Traditional effectiveness of motion-based video segmentation systems depends on the quality of the motion analysis, which is performed to estimate the motion models between a pair of consecutive frames. That is, a process of determining the corresponding relationship between the locations of a scene point in two consecutive frames. However, in real imagery, it is difficult to determine the multiple motion models because the different objects in a scene have different motions. Traditional, optical flow techniques usually do not work well because the intervals between image acquisitions are not small enough in many applications.
Although estimation techniques based on texture point correspondence do not fail in such applications, it is still difficult to extract multiple global motion models due to the mismatches in point correspondences.
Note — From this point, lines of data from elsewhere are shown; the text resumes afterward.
PR #3301, opened 2015-09-02
[Truffle] add RubyFiletypeDetector

pitr-ch:


truffle/src/main/java/org/jruby/truffle/RubyFiletypeDetector.java
```diff
@@ -0,0 +1,46 @@
...
+import java.io.FileReader;
+import java.io.IOException;
+import java.nio.file.Files;
+import java.nio.file.Path;
+import java.nio.file.spi.FileTypeDetector;
+import java.util.Optional;
+
+public final class RubyFiletypeDetector extends FileTypeDetector {
+
+    private final static String[] KNOWN_RUBY_FILES = new String[]{ "Gemfile", "Rakefile" };
```
mkristian: since we use Mavenfile for some projects (jruby-jars, jruby-openssl, etc) this "might" be another option. but my view of the world is biased  :)

truffle/src/main/java/org/jruby/truffle/RubyFiletypeDetector.java
```diff
@@ -0,0 +1,46 @@
...
+    private final static String[] KNOWN_RUBY_SUFFIXES = new String[]{ ".rb", ".rake", ".gemspec" };
+    private final static String RUBY_MIME = "application/x-ruby";
```
chrisseaton: You can get this constant from `RubyLangauge`.

truffle/src/main/java/org/jruby/truffle/RubyFiletypeDetector.java
```diff
@@ -0,0 +1,46 @@
...
+    @Override
+    public String probeContentType(Path path) throws IOException {
+        final Path fileNamePath = path.getFileName();
+        if (fileNamePath == null) {
+            return null;
+        }
+
+        final String fileName = fileNamePath.toString();
+
+        for (String candidate : KNOWN_RUBY_SUFFIXES) {
```
chrisseaton: Do you think people ever have `.RB` files? Do we need to normalise case?

chrisseaton:
Ping @jtulach

truffle/src/main/java/org/jruby/truffle/RubyFiletypeDetector.java
pitr-ch: What do you mean by `RubyLangauge`? I could not find a class like that, neither I found constant with `"application/x-ruby"`.

chrisseaton: Ah it's probably just on `truffle-head` - ignore me.

truffle/src/main/java/org/jruby/truffle/RubyFiletypeDetector.java
pitr-ch: There could be few eccentric individuals with `.RB`, let's be friendly.

eregon:
What is the purpose?

chrisseaton:
So GraalVM can be given a file with no more information and just run it.

truffle/src/main/java/org/jruby/truffle/RubyFiletypeDetector.java
```diff
@@ -0,0 +1,46 @@
...
+            if (fileName.equals(candidate)) {
+                return RUBY_MIME;
+            }
+        }
+
+        final Optional<String> firstLine = Files.lines(path).findFirst();
+        if (firstLine.isPresent() && firstLine.get().equals("#!/usr/bin/env ruby")) {
+            return RUBY_MIME;
+        }
+
```
jtulach: Nice, but maybe too strict. What about two spaces in between "env" and "ruby". What if somebody uses just "#!/usr/bin/ruby"...

pitr-ch: done

truffle/src/main/java/org/jruby/truffle/RubyFiletypeDetector.java
pitr-ch: done

eregon:
@pitr-ch No Java 8 method ;)

truffle/src/main/java/org/jruby/truffle/RubyFiletypeDetector.java
```diff
@@ -0,0 +1,49 @@
...
+        for (String candidate : KNOWN_RUBY_FILES) {
+            if (fileName.equals(candidate)) {
+                return RUBY_MIME;
+            }
+        }
+
+        final Optional<String> maybeFirstLine = Files.lines(path).findFirst();
+        if (maybeFirstLine.isPresent()) {
+            final String firstLine = maybeFirstLine.get();
+            if (firstLine.matches("^#! ?/usr/bin/(env +ruby|ruby).*")) {
```
eregon: It's probably best to compile the pattern only once.

truffle/src/main/java/org/jruby/truffle/RubyFiletypeDetector.java
```diff
@@ -0,0 +1,50 @@
+package org.jruby.truffle;
```
pitr-ch: I’ve forgot to ask, `RubyFiletypeDetector` is currently in `org.jruby.truffle` package, not the best place. What about `org.jruby.truffle.runtime.util` or other new `org.jruby.truffle.util`?

jtulach: The FiletypeDetector isn't Truffle-only, it might be useful for whole JRuby - so consider option of putting it to generic JRuby runtime.

chrisseaton: Yes org.jruby might be right. And the metadata would then need to go in the core jar obviously.

truffle/src/main/java/org/jruby/truffle/RubyFiletypeDetector.java
```diff
@@ -0,0 +1,50 @@
...
+    public String probeContentType(Path path) throws IOException {
+        final Path fileNamePath = path.getFileName();
+        if (fileNamePath == null) {
+            return null;
+        }
+
+        final String fileName = fileNamePath.toString();
+
+        for (String candidate : KNOWN_RUBY_SUFFIXES) {
+            if (fileName.toLowerCase(Locale.ROOT).endsWith(candidate)) {
```
nirvdrum: It's probably not a huge gain because most files will be '.rb', but maybe lift the `toLowerCase` call above the `for` loop to avoid repeated calculations.

truffle/src/main/java/org/jruby/truffle/RubyFiletypeDetector.java
pitr-ch: done.

PR #3311, opened 2015-09-04
[Truffle] Complain when running with an incompatible Graal version.

eregon:
@chrisseaton What should we do?

In the particular case of 0.8, there was no warning before this, and the program would run like on a stock JDK (because truffle is not on the bootclasspath I suppose).

We should probably also make the requirement of Graal 0.7 clearer in the wiki/README.


chrisseaton:
I previously removed this check because the graal.version property was lost in the reorganisation of the repositories but it does need to go back in and this code is fine for that.

eregon:
@chrisseaton Do you know which commit removed the check (or introduced it)?

chrisseaton:
It was removed in cad8f5e4fe722c7b8197af8fe8ca91d2cd85f30b.

PR #3315, opened 2015-09-09
[Truffle] allow Kernel#system and Process.spawn to be called with arr…

pitr-ch:
…ay of arguments

only :unsetenv_others is supported for now

### DIFF
--- a/truffle/src/main/java/org/jruby/truffle/nodes/core/TrufflePrimitiveNodes.java
+++ b/truffle/src/main/java/org/jruby/truffle/nodes/core/TrufflePrimitiveNodes.java
@@ -9,11 +9,8 @@
  */
 package org.jruby.truffle.nodes.core;
 
-import com.oracle.truffle.api.CompilerDirectives;
 import com.oracle.truffle.api.CompilerDirectives.TruffleBoundary;
 import com.oracle.truffle.api.Truffle;
-import com.oracle.truffle.api.dsl.NodeChild;
-import com.oracle.truffle.api.dsl.ShortCircuit;
 import com.oracle.truffle.api.dsl.Specialization;
 import com.oracle.truffle.api.frame.FrameInstance;
 import com.oracle.truffle.api.frame.FrameInstanceVisitor;
@@ -29,9 +26,6 @@ import org.jruby.RubyGC;
 import org.jruby.RubyString;
 import org.jruby.ext.rbconfig.RbConfigLibrary;
 import org.jruby.truffle.nodes.RubyGuards;
-import org.jruby.truffle.nodes.RubyNode;
-import org.jruby.truffle.nodes.ThreadLocalObjectNode;
-import org.jruby.truffle.nodes.objects.WriteInstanceVariableNode;
 import org.jruby.truffle.runtime.RubyArguments;
 import org.jruby.truffle.runtime.RubyCallStack;
 import org.jruby.truffle.runtime.RubyContext;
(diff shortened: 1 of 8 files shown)


truffle/src/main/java/org/jruby/truffle/nodes/core/TrufflePrimitiveNodes.java
```diff
@@ -565,4 +575,93 @@ public DynamicObject printInterleavedBacktrace() {
...
+        public SetGlobalStatusVariable(RubyContext context, SourceSection sourceSection) {
+            super(context, sourceSection);
+        }
+
+        abstract RubyNode getValue();
+
+        @ShortCircuit("value")
+        protected boolean needsValue() {
+            return false;
+        }
```
eregon: this seems a strange usage of `@ShortCircuit`.

truffle/src/main/java/org/jruby/truffle/nodes/core/TrufflePrimitiveNodes.java
```diff
@@ -565,4 +575,93 @@ public DynamicObject printInterleavedBacktrace() {
...
+
+        @Specialization
+        public DynamicObject set(VirtualFrame frame, boolean hasValue, DynamicObject value) {
+            if (writeNode == null) {
```
eregon: Why lazy? Eager sounds better, and a normal RubyNode instead of CoreMethodNode.
If lazy makes sense, please use `@Cached`.

eregon: See https://github.com/jruby/jruby/wiki/Developing-with-JRuby-Truffle

truffle/src/main/java/org/jruby/truffle/nodes/core/TrufflePrimitiveNodes.java
```diff
@@ -565,4 +575,93 @@ public DynamicObject printInterleavedBacktrace() {
...
+                CompilerDirectives.transferToInterpreter();
+                writeNode = insert(
+                        new WriteInstanceVariableNode(getContext(), getSourceSection(), "$?",
+                                new ThreadLocalObjectNode(getContext(), getSourceSection()),
+                                getValue(),
+                                true));
```
eregon: Otherwise, maybe `$? = some_value` could be allowed in `core:/`

truffle/src/main/java/org/jruby/truffle/nodes/core/TrufflePrimitiveNodes.java
pitr-ch: Afaik, It has to be DSL node because CoreMethods requires NodeFactory. Lazy is required since `getValue` would return `null` during initialisation.

truffle/src/main/java/org/jruby/truffle/nodes/core/TrufflePrimitiveNodes.java
pitr-ch: good idea, I'll try.

truffle/src/main/java/org/jruby/truffle/nodes/core/TrufflePrimitiveNodes.java
pitr-ch: yeah it is, but i do not know about another way how to disable value being executed twice.

truffle/src/main/java/org/jruby/truffle/nodes/core/TrufflePrimitiveNodes.java
pitr-ch: done.

eregon:
Looks good!

PR #9376, opened 2026-04-16
Fix destructuring of block argument with default value

### LINKED ISSUE #9375: `instance_exec` block argument destructuring when default value passed
**Environment Information**

* JRuby 10.0.5.0
* OS: MacOS (arm)

**Expected Behavior**

Same as with CRuby:

```
irb(main):001> RUBY_VERSION
=> "4.0.1"
irb(main):002> Object.new.instance_exec([1]) { |x = :unset| x }
=> [1]
irb(main):003> Object.new.instance_exec([1]) { |x| x }
=> [1]
```

**Actual Behavior**

```
irb(main):001> Object.new.instance_exec([1]) { |x = :unset| x }
=> 1
irb(main):002> Object.new.instance_exec([1]) { |x| x }
=> [1]
```

When there is and array and a default value, only params first value is returned. It also happens for the array with more than one element:

```
irb(main):003> Object.new.instance_exec([1, 2]) { |x = :unset| x }
=> 1
```

I looks similar to #9208

katafrakt:
It fixes #9375 - incorrect behaviour found in `instance_exec`, `module_exec` and `class_exec`:

```
Object.new.instance_exec([1, 2]) { |x = :unset| x } 
=> 1
```

The fix is similar to #9211 

The alternative I considered is to maybe put that logic (`sig.opt() + sig.required() == 1 && !sig.hasRest()`) but I'm not sure it would be correct. Sounds like it, but it's not how the fix was applied in the other PR. Will be happy to change.

### DIFF
--- a/core/src/main/java/org/jruby/runtime/Block.java
+++ b/core/src/main/java/org/jruby/runtime/Block.java
@@ -227,7 +227,9 @@ public class Block implements FunctionOneOrTwoOrThree<ThreadContext, IRubyObject
     // This should be the only argument massaging in yield.  This handles all argument conversion logic except
     // for the generic Block#yield(IRubyObject value).
     private static IRubyObject[] maybeSpreadArgs(ThreadContext context, IRubyObject[] args, Block block) {
-        return block.type != Type.LAMBDA && args.length == 1 && block.getSignature().isSpreadable() ?
+        Signature sig = block.getSignature();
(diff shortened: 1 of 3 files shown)


headius (approved):
Seems simple enough for now, just narrowing the cases where we expand that argument. Needs a long-term cleanup at some point.

PR #9379, opened 2026-04-19
Make fixnum packing configurable and disable ints

headius:
During benchmarking I realized two things about the split fixnums:

* IntFixnum and LongFixnum are the same size, due to object alignment (i.e. having Int gains us nothing)
* Having all three types (Short, Int, and Long) can lead to wide-ranging Integer code becoming tri-morphic, which may interefere with JVM optimizations.

I created this patch to allow enabling and disabling all *four* widths of fixnum for experimentation, but having only short and long enabled by default.

I this is a WIP and I don't like how it conditionally enables the different widths. The code is far too complex. A better option would be to have fully specialized paths for each combination (possibly generated) and choose one at boot that will never again check a condition.

will land a separate patch for 10.1.0.0 that just hard disables IntFixnum to keep it minimal.

### DIFF
--- a/core/src/main/java/org/jruby/RubyFixnum.java
+++ b/core/src/main/java/org/jruby/RubyFixnum.java
@@ -303,61 +303,239 @@ public abstract class RubyFixnum extends RubyInteger implements Constantizable, 
     private static final boolean USE_SHORT_FIXNUMS = Options.USE_SHORT_FIXNUMS.load();
     private static final boolean USE_BYTE_FIXNUMS = Options.USE_BYTE_FIXNUMS.load();
 
-    public static RubyFixnum newFixnum(Ruby runtime, long value) {
-        if (!USE_COMPACT_FIXNUMS || !USE_INT_FIXNUMS || value > Integer.MAX_VALUE || value < Integer.MIN_VALUE) {
-            // long is never in cache range
+    private static final FixnumFactory FIXNUM_FACTORY;
+    static {
+        if (USE_INT_FIXNUMS || USE_BYTE_FIXNUMS) {
+            // fallback handles all configurations at runtime
+            FIXNUM_FACTORY = new FallbackFixnumFactory();
+        } else if (USE_COMPACT_FIXNUMS && USE_SHORT_FIXNUMS) {
+            if (USE_CACHE) {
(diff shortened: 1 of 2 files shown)


headius:
This is complete, but after some extensive benchmarking on MacOS AArch64 the new ShortFixnum may introduce more instruction overhead than the size is worth. The bimorphic nature of having both LongFixnum and ShortFixnum does not appear to impact things much, but the ShortFixnum constantly widening and narrowing its values for reads and initialization of new instances adds enough overhead to a small loop to reduce performance. It also appears to interfere with escape analysis, both on HotSpot and Graal JIT.

Some loop benchmarks follow.

All shorts:
```ruby
def foo
  i = 0
  while i < 32_000
    i+=1
    j = 0
    while j < 32_000
      j+=1
    end
  end
end
10.times {
  t = Time.now
  foo
  puts Time.now - t
}
```

Long and short with caching, HotSpot 25:
```
3.0774749999999997
2.830375
2.738893
2.7603999999999997
2.81643
2.75495
2.75328
2.7494810000000003
2.771321
2.801205
```

Long only with caching, HotSpot 25 (`-Xfixnum.compact=false`):
```
2.679109
2.154972
2.1185169999999998
2.0998430000000003
2.0842650000000003
2.088898
2.155581
2.0820969999999996
2.125191
2.12845
```

Long only without caching, HotSpot 25 (`-Xfixnum.compact=false -Xfixnum.cache=false`):
```
2.613342
2.065781
1.877827
1.8706520000000002
1.856989
1.899999
1.882702
1.8590119999999999
1.9631930000000002
1.873456
```

Same on HotSpot 26 (escape analysis seems to have improved? Enabling cache degrades this back to 25 speeds.):
```
3.782794
2.172116
1.229315
1.2248510000000001
1.231879
1.302273
1.234393
1.220123
1.233962
1.229031
```

Same on GraalVM 25 (escape analysis eliminating most objects):
```
0.17663399999999999
0.16367500000000001
0.14729299999999998
0.137191
0.142957
0.13831700000000002
0.143365
0.13711500000000001
0.14526699999999998
0.13666
```

On the other hand, an array of 1M short-ranged values goes from 37,391,992 bytes to 29,391,992 bytes, almost 22% less memory. That savings only applies to short-ranged integers but it still makes this a tough call since most loops will also be in short range.

PR #9381, opened 2026-04-19
Shrink RubyHashLinkedBuckets

headius:
This started out as an experiment to remove the "generation" count that appeared to only be used for some rehashing heuristics, and expanded to an overall reduction of Hash size (based on the RubyHashLinkedBuckets implementation).

Changes
---------

* generation count (4 bytes) is removed, as it did not appear to be doing anything useful that other fields didn't handle. See previous discussion below.
* threshold (4 bytes) was removed, as it was only used by the "Javasoft" hash strategy that has been disabled forever.
* iteratorCount (4 bytes) is reduced to 2 bytes, as there's no reason to be able to accommodate 2^32 concurrent iterators.
* The "head" entry is reduced by 32 bytes by introducing a base entry link type, since it only needed to track next and previous added entries.

These changes reduce the retained size of an empty hash from 160 bytes (in 10.1.0.0) to 136 bytes.

On generation count
---------------------

This generation count did not appear to actually be doing anything useful, only being incremented on rehash and only used to follow a slightly different path for clearing the Hash instance. Removing it does not appear to affect functionality, and it was a 32-bit integer increasing the size of every linked-bucket Hash object in the system.

It is a relic of old ported code from CRuby and I'm not sure we need it now (or perhaps ever needed it).

### DIFF
--- a/core/src/main/java/org/jruby/RubyHash.java
+++ b/core/src/main/java/org/jruby/RubyHash.java
@@ -351,16 +351,10 @@ public class RubyHash extends RubyObject implements Map {
         public Object getKey() {
             return key;
         }
-        public Object getJavaifiedKey(){
-            return key.toJava(Object.class);
-        }
 
         @Override
         public Object getValue() {
             return value;
-        }
-        public Object getJavaifiedValue() {
-            return value.toJava(Object.class);
         }
 
         @Override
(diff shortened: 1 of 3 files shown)


headius:
Two additional changes were attempted but did not produce expected results:

* Combining the flags and iteratorCount into a single 16-bit value would allow Hotspot to shrink the base object size another 8 bytes (eliminating internal and external padding) but led to much more complicated code for managing these values. It also reduces the safe number of concurrent iterators to 2^13, 8192, which gets closer to theoretically possible with many fibers and threads.
* The `prevAdded` and `nextAdded` on the `head` link could be moved directly into `RubyHashLinkedBuckets`, eliminating that object altogether. In practice, making the access of those fields bimorphic increased the execution time of `Hash.new` by 2x.

At this point the remaining tricks  to shrink the implementation are less productive than introducing a new space-efficient implementation (see #9394).

PR #9387, opened 2026-04-21
[9.4] deps(stdlib): bump erb from 2.2.3 to 4.0.4.1 to resolve CVE-2026-41316

chadlwilson:
2.2.3 is EOL from CRuby perspective, so they will not backport the fix to a maintained gem (I [asked](https://github.com/ruby/erb/pull/114#issuecomment-4293182677)).

This thus deviates from the CRuby 3.1 stdlib version and bumps to 4.0.4.1 (as bundled with Ruby 3.4.x, maintained at https://github.com/ruby/erb/tree/ruby-3.4).

This still has Ruby 2.7 compatibility and the two relevant "breaking" changes seem innocuous: https://github.com/ruby/erb/blob/ruby-3.4/NEWS.md (Drop deprecated -S option from command / Bump `required-ruby_version` to Ruby 2.7+)

My only open question with this is whether the gem extension stub introduced in erb `4.0.x` is a problem, since this did not exist with `2.2.3`. Is something like https://github.com/jruby/jruby/pull/9289 needed for `9.4` - even though it's not there currently?

### DIFF
--- a/lib/pom.rb
+++ b/lib/pom.rb
@@ -41,7 +41,7 @@ default_gems = [
   ['digest', '3.1.0'],
   ['drb', '2.1.0'],
   ['english', '0.7.1'],
-  ['erb', '2.2.3'],
+  ['erb', '4.0.4.1'],
   ['error_highlight', '0.3.0'],
   # https://github.com/ruby/etc/issues/19
   # ['etc', '1.3.0'],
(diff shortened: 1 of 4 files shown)


chadlwilson:
Is the extensions thing OK @headius ? 2.2.3 didn't have an extension (or the java stub).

These mismatches originate from the image noise, as well as the matching uncertainty, commonly referred to as the “aperture problem.”
Variations of Hough transform (HT) have been used to solve the problem of video motion analysis using four-dimensional voting arrays for video motion analysis, under the same conventional principle of using two-dimensional voting arrays for straight line detection. Along with the problem of being insensitive to the imperfect data or noise, using conventional implementations of Hough transform comes at the cost of storage (due in part to the size of the voting arrays) and extensive computation. In addition, these memory and computational consumption problems drastically increase if the number of model parameters increase as is the case of motion analysis.